Record set:
PR #864, opened 2024-10-14
RR-1002: New tab layout on goals page

lynnette-orr:
Selected October 14 2024 16:22:49


integration_tests/e2e/overview/goal/reviewUpdateGoal.cy.ts
```diff
@@ -44,10 +44,10 @@ context('Review updated goal', () => {
     const goalReference = '10efc562-be8f-4675-9283-9ede0c19dade'
     cy.signIn()
 
-    cy.visit(`/plan/${prisonNumber}/view/goals#in-progress`)
+    cy.visit(`/plan/${prisonNumber}/view/goals/in-progress-goals`)
     const goalsPage = Page.verifyOnPage(GoalsPage)
     const inProgressGoalsPage = goalsPage.clickInProgressGoalsTab()
-    const updateGoalPage = inProgressGoalsPage.clickUpdateButtonForFirstGoal()
+    const updateGoalPage = inProgressGoalsPage.clickUpdateButtonForGoal(goalReference)
```
lynnette-orr, line 50: The reason for these changes is the goal reference in the njk template was being set as the goal number (loop.index) instead of the actual goal reference. It now uses the goal reference (see update to goalsTabContents.njk file below).

nathanrussell-moj-digital:
Blimey! There's a lot going on in this PR. There are a few things I dont think we want to be doing in this PR (eg: changes to the existing archive goals page - remember, we still have the feature toggle so in theory could be asked to switch back to the old views; changes to the service etc); but I can see roughly what you are proposing here.

My question though is are you 100% sure we cant just do this with CSS? Using dev tools I can (on the surface of it) do what we need ; though I accept we'd need to write it as a proper selector and override in the sass somewhere, and we'd need to test the different permutations of how you might arrive on/display the page. If we can do it with CSS this has got to be the easiest option hasn't it?

Screenshot 2024-10-15 at 09 09 21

Task to complete: Find the word "lynnette" in the entries, and copy every line it shows up in.

Task result:
lynnette-orr:
lynnette-orr, line 50: The reason for these changes is the goal reference in the njk template was being set as the goal number (loop.index) instead of the actual goal reference. It now uses the goal reference (see update to goalsTabContents.njk file below).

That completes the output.